YOUR GOAL.
Here is a block of entries. Write out its lines exactly, from the first through the one containing "First option, using".
----- DATA PROVIDED
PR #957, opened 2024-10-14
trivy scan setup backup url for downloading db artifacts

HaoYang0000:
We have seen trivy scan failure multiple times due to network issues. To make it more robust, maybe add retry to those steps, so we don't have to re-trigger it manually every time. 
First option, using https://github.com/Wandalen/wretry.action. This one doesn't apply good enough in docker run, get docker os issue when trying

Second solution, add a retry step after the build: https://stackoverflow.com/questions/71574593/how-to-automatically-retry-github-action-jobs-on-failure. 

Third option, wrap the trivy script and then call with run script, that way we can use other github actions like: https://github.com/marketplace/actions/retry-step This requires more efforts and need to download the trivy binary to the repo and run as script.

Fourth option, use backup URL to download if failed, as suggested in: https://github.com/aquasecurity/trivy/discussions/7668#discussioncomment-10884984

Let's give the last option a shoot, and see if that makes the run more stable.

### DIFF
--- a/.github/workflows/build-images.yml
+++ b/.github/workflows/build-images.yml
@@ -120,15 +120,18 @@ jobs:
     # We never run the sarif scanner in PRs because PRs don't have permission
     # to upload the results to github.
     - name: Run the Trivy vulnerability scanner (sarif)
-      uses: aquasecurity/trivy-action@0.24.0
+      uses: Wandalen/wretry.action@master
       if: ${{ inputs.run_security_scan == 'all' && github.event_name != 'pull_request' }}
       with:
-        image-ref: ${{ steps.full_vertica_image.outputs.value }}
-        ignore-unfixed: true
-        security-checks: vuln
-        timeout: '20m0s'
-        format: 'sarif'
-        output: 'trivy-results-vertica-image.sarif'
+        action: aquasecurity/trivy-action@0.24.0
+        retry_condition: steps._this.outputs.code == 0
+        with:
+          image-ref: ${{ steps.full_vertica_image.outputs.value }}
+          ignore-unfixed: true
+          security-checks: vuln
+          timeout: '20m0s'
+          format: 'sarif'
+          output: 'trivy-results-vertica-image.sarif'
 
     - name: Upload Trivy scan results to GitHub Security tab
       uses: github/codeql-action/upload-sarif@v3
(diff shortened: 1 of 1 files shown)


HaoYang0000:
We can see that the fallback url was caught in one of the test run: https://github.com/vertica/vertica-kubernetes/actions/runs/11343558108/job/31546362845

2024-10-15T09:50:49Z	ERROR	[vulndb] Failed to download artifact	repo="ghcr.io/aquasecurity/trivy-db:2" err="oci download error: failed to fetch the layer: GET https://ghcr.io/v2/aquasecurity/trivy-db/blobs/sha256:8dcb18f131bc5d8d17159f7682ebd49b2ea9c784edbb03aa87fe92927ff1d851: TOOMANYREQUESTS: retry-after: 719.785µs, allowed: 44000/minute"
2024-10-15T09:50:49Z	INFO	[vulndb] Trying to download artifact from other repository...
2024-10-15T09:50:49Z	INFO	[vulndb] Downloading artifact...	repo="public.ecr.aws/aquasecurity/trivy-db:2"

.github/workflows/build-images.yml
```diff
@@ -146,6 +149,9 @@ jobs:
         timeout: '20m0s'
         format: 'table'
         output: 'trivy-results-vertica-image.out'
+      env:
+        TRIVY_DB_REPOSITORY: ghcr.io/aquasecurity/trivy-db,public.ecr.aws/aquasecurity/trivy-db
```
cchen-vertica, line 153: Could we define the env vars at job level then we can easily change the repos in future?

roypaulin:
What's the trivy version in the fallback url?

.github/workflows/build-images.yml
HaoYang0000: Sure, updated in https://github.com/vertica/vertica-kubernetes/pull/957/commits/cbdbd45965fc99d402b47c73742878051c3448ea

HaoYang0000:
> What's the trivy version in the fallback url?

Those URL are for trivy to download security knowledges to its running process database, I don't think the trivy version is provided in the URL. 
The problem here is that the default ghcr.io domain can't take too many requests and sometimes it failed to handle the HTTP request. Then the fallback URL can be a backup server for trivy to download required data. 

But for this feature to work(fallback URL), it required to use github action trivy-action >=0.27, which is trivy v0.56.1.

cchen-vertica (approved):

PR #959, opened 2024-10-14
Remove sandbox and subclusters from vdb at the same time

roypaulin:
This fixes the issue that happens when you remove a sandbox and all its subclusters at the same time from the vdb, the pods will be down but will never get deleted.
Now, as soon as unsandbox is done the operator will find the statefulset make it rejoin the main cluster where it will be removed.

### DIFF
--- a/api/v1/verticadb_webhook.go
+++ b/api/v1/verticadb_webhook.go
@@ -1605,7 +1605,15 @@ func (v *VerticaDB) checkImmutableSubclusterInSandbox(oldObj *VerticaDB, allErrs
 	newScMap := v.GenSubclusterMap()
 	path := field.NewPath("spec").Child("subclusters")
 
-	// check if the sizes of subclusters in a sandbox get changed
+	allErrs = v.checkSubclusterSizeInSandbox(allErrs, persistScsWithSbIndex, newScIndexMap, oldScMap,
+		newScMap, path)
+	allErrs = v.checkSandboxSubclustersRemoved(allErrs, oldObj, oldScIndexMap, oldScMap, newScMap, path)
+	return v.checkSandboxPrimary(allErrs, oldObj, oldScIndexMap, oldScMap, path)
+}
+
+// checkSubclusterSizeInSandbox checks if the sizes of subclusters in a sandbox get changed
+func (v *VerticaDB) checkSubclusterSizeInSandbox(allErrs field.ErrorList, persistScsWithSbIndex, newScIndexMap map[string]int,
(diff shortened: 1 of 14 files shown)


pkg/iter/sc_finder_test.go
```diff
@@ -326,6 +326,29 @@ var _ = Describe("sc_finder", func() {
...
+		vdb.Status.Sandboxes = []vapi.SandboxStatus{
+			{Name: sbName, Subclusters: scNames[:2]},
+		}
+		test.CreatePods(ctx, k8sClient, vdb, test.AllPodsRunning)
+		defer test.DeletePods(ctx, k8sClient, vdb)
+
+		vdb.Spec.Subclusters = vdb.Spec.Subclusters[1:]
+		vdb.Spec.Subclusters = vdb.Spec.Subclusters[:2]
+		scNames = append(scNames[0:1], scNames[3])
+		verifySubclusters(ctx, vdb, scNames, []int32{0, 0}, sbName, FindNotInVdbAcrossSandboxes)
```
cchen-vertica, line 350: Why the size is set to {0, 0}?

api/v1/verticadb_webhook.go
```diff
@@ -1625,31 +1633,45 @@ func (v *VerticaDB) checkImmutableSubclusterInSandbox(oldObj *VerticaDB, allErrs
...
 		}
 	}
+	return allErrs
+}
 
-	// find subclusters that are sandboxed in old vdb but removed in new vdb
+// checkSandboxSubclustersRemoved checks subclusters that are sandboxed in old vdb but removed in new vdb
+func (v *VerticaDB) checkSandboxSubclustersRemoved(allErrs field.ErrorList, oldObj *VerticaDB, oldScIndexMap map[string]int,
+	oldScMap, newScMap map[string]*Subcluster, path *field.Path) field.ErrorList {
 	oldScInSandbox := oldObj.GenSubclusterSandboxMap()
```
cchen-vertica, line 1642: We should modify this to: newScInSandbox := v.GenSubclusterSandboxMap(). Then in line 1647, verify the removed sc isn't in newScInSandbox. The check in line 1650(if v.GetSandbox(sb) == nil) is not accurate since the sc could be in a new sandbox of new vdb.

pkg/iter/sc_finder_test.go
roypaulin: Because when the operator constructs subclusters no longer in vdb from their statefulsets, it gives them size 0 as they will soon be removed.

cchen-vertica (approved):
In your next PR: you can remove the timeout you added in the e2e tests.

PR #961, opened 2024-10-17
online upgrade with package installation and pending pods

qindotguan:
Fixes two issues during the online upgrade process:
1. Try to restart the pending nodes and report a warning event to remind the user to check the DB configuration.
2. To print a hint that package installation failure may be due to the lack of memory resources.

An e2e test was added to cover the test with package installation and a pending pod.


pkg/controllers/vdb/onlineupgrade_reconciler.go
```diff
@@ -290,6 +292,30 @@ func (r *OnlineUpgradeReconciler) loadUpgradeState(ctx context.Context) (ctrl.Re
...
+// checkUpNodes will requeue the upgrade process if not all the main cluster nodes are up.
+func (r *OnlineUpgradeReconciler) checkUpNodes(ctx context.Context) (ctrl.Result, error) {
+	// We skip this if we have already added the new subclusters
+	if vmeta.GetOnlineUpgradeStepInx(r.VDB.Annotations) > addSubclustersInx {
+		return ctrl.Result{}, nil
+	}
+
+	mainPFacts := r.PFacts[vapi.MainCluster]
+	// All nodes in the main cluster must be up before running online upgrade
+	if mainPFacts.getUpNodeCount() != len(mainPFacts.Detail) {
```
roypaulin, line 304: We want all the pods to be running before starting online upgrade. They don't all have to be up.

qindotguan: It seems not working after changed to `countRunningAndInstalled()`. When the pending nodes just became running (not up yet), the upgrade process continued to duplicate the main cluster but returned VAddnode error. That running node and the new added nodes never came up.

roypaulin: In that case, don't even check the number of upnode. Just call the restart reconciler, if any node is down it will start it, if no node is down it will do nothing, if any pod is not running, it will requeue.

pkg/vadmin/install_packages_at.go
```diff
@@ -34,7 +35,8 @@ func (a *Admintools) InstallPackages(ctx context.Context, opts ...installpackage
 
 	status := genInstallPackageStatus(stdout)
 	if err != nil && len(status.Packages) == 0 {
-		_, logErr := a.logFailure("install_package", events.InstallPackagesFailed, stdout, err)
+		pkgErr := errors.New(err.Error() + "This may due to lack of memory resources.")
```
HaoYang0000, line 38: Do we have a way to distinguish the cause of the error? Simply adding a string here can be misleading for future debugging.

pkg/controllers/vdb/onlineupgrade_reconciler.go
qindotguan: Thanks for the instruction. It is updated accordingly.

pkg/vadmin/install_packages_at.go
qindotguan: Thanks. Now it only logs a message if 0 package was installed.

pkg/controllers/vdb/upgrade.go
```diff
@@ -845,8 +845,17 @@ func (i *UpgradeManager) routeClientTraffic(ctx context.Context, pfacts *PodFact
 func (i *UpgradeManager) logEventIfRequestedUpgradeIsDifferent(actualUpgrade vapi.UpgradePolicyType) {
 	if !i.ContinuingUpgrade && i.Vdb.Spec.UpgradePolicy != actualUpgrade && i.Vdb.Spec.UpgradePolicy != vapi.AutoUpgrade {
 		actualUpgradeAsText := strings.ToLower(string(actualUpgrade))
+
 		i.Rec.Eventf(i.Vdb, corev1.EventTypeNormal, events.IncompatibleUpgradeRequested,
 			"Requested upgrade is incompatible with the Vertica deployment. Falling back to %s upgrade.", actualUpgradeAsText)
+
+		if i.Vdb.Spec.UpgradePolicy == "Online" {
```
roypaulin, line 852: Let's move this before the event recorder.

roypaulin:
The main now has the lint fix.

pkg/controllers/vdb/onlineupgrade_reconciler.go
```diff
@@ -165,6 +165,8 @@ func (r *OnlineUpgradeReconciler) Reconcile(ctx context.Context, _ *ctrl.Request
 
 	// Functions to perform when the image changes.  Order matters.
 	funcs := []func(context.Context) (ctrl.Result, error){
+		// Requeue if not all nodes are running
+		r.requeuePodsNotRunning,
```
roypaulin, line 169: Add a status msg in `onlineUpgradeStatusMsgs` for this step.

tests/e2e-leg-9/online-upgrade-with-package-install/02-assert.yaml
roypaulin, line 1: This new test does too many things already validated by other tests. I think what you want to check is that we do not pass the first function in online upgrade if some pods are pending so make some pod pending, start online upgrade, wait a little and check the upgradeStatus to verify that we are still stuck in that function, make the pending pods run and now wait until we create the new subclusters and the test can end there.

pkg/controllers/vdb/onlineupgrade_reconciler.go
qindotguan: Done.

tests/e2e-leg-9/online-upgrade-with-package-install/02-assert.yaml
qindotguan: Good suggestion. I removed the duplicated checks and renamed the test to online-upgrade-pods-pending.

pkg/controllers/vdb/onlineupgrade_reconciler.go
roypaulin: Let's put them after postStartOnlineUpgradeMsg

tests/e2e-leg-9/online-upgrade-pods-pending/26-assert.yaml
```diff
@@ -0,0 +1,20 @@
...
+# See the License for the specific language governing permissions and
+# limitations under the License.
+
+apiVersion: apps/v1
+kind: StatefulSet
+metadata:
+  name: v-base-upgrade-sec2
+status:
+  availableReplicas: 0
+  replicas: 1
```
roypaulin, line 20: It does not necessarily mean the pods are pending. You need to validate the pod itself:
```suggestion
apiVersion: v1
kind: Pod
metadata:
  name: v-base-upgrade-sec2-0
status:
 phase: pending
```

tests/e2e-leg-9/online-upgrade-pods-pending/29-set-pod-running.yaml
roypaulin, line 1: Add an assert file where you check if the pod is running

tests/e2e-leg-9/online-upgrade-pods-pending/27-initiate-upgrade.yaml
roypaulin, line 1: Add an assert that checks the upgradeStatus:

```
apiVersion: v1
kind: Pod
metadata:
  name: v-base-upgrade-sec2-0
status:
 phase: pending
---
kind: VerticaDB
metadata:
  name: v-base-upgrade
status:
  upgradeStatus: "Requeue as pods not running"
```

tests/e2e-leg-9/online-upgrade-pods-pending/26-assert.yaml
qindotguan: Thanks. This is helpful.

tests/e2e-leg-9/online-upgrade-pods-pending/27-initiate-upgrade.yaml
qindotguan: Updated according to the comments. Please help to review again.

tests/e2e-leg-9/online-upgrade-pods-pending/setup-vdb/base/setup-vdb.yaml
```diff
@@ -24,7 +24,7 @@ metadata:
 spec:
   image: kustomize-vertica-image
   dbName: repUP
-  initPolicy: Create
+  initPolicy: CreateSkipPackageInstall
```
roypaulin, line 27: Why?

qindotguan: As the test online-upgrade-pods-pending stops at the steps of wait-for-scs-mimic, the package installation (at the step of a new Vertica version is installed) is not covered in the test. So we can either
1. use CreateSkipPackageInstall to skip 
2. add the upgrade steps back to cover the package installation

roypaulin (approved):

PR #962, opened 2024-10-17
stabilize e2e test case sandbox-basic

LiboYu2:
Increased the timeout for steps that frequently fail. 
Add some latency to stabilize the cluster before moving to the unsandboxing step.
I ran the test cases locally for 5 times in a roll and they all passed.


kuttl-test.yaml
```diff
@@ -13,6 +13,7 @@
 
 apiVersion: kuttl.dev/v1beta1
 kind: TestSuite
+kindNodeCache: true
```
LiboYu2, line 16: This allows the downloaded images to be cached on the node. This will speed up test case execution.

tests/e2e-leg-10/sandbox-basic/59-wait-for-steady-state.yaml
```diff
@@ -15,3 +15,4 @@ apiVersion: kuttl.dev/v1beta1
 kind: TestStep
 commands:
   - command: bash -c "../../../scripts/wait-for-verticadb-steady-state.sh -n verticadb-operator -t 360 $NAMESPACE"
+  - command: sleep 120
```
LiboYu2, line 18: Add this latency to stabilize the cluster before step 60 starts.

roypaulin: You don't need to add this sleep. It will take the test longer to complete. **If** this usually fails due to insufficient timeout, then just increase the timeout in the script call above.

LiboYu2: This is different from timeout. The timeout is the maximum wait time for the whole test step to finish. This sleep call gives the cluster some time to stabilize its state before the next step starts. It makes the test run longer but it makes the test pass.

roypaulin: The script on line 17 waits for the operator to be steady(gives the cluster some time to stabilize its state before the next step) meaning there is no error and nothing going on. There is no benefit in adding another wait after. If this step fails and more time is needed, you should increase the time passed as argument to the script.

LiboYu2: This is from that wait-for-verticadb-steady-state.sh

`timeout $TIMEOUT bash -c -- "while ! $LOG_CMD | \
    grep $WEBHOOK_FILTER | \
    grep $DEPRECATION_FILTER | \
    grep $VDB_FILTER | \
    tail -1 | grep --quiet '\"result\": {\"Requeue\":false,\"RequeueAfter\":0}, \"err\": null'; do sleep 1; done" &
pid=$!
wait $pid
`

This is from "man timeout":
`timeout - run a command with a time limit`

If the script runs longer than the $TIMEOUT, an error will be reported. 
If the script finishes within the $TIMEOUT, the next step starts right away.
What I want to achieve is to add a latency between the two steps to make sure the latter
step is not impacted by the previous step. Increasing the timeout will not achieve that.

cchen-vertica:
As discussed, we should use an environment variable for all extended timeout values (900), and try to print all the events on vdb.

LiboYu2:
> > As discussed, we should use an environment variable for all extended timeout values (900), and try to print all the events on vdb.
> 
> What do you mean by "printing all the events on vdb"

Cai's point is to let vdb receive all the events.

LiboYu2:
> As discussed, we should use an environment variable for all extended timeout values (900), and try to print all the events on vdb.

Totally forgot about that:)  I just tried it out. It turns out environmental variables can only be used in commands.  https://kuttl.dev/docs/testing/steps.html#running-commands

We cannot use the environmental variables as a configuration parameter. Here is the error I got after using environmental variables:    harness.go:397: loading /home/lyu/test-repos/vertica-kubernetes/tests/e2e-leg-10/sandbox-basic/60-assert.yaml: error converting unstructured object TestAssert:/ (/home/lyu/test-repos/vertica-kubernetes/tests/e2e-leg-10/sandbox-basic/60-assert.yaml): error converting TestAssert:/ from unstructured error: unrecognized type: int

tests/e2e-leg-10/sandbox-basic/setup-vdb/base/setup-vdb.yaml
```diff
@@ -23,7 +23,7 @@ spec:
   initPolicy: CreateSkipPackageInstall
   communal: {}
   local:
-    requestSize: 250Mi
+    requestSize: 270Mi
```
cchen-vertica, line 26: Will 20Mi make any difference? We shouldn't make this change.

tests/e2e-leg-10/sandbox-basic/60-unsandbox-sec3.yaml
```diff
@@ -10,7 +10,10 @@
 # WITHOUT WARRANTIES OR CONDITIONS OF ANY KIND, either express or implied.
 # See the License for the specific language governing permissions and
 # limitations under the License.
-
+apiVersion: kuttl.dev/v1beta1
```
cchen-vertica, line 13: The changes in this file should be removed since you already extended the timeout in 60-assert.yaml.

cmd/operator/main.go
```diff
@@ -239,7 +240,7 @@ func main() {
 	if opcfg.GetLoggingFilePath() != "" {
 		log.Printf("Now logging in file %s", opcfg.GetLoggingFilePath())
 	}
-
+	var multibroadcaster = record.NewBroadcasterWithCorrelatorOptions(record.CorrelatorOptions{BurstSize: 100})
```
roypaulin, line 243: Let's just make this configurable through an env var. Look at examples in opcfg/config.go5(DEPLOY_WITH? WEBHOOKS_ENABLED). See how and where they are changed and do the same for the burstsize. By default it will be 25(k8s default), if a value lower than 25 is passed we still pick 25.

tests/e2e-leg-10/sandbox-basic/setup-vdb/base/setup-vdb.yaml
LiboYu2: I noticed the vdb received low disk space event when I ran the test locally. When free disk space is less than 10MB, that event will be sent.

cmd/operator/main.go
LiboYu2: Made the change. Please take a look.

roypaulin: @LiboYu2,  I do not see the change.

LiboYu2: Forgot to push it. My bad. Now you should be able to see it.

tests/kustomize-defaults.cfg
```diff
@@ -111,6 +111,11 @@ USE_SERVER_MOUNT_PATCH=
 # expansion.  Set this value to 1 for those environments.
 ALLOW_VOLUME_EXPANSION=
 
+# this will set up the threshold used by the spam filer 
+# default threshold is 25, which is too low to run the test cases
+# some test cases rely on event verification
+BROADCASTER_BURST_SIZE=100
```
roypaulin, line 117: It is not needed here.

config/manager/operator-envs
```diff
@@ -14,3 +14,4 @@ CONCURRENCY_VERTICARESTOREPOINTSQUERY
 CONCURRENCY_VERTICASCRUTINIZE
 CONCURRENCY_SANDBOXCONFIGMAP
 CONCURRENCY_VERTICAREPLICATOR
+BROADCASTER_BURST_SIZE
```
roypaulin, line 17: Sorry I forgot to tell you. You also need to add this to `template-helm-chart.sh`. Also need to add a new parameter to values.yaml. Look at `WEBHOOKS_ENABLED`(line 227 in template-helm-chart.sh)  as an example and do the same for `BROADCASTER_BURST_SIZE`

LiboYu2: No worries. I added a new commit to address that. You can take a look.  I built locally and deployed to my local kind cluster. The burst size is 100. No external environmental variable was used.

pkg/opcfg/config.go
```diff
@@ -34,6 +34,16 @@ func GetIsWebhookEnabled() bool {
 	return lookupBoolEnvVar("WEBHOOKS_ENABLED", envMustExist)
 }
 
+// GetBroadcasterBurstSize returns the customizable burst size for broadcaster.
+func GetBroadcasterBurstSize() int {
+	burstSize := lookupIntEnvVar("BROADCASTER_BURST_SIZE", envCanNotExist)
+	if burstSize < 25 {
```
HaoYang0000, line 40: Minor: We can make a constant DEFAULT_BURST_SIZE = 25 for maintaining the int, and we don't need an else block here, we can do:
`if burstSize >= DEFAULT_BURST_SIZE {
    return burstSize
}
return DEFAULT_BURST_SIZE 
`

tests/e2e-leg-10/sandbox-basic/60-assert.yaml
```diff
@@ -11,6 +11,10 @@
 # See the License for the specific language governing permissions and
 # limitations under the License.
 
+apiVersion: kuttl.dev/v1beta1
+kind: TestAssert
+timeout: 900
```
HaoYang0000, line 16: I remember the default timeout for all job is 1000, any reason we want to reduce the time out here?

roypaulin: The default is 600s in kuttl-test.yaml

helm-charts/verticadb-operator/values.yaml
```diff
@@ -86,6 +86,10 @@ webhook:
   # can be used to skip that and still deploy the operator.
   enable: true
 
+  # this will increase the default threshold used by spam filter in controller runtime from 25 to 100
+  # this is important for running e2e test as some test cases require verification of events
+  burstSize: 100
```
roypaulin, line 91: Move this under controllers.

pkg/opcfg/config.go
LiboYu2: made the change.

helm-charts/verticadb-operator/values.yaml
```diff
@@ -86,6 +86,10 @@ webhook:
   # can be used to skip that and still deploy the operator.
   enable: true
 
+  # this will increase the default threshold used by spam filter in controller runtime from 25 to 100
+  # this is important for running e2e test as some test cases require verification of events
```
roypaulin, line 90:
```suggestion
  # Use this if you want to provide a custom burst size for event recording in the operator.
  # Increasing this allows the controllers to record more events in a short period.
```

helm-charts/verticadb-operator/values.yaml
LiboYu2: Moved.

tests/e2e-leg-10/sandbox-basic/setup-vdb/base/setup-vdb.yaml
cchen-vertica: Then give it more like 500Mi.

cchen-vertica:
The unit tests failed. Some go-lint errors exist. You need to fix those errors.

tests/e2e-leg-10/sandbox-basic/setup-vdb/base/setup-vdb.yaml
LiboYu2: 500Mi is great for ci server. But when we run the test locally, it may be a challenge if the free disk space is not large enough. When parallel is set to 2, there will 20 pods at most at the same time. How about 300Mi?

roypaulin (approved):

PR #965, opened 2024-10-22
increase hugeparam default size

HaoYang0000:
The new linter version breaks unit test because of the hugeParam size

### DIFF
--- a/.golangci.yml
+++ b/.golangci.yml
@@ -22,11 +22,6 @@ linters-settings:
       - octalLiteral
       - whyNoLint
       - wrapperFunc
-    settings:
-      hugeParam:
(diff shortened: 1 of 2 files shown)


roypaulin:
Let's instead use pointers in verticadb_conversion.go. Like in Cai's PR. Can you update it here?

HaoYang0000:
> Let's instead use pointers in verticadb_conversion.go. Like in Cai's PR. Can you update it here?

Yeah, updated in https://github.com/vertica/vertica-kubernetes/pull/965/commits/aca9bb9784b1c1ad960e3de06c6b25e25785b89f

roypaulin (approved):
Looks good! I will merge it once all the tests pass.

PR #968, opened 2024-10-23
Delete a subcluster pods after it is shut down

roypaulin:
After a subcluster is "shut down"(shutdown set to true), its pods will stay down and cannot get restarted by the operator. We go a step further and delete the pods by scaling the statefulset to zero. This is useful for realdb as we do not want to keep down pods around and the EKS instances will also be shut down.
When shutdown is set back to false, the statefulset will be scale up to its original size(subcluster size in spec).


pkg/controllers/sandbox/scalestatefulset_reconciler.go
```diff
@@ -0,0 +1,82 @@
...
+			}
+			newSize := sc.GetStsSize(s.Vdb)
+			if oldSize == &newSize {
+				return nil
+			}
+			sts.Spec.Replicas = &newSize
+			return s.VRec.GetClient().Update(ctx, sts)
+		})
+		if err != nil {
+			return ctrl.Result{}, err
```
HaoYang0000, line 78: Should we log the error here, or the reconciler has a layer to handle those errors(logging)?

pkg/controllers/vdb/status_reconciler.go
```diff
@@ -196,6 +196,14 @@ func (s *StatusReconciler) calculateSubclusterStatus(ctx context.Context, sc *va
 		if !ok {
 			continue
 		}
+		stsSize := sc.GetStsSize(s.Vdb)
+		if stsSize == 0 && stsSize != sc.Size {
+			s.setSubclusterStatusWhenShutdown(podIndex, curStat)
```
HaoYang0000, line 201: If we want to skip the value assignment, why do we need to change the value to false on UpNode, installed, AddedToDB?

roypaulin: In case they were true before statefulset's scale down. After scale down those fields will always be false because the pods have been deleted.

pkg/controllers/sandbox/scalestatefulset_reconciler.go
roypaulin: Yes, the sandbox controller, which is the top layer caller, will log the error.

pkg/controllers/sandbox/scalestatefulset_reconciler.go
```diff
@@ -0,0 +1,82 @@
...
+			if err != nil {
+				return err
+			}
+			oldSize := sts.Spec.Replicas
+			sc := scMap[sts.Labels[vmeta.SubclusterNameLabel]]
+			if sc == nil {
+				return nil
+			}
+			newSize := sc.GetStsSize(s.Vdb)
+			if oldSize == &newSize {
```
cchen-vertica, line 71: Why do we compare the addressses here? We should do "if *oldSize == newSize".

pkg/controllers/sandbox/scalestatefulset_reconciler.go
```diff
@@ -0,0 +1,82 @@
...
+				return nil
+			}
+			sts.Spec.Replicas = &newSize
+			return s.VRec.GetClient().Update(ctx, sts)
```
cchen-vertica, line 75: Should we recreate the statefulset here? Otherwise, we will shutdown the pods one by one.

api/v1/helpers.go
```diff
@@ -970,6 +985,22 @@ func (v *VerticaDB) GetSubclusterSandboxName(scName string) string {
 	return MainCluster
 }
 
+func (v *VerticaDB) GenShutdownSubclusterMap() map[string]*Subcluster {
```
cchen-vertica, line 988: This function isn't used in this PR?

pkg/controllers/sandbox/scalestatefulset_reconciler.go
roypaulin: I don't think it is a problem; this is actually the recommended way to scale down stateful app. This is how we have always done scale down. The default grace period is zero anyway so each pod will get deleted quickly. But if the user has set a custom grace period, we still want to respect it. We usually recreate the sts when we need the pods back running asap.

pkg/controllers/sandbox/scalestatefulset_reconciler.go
----------
TASK OUTPUT.
PR #957, opened 2024-10-14
trivy scan setup backup url for downloading db artifacts

HaoYang0000:
We have seen trivy scan failure multiple times due to network issues. To make it more robust, maybe add retry to those steps, so we don't have to re-trigger it manually every time. 
First option, using https://github.com/Wandalen/wretry.action. This one doesn't apply good enough in docker run, get docker os issue when trying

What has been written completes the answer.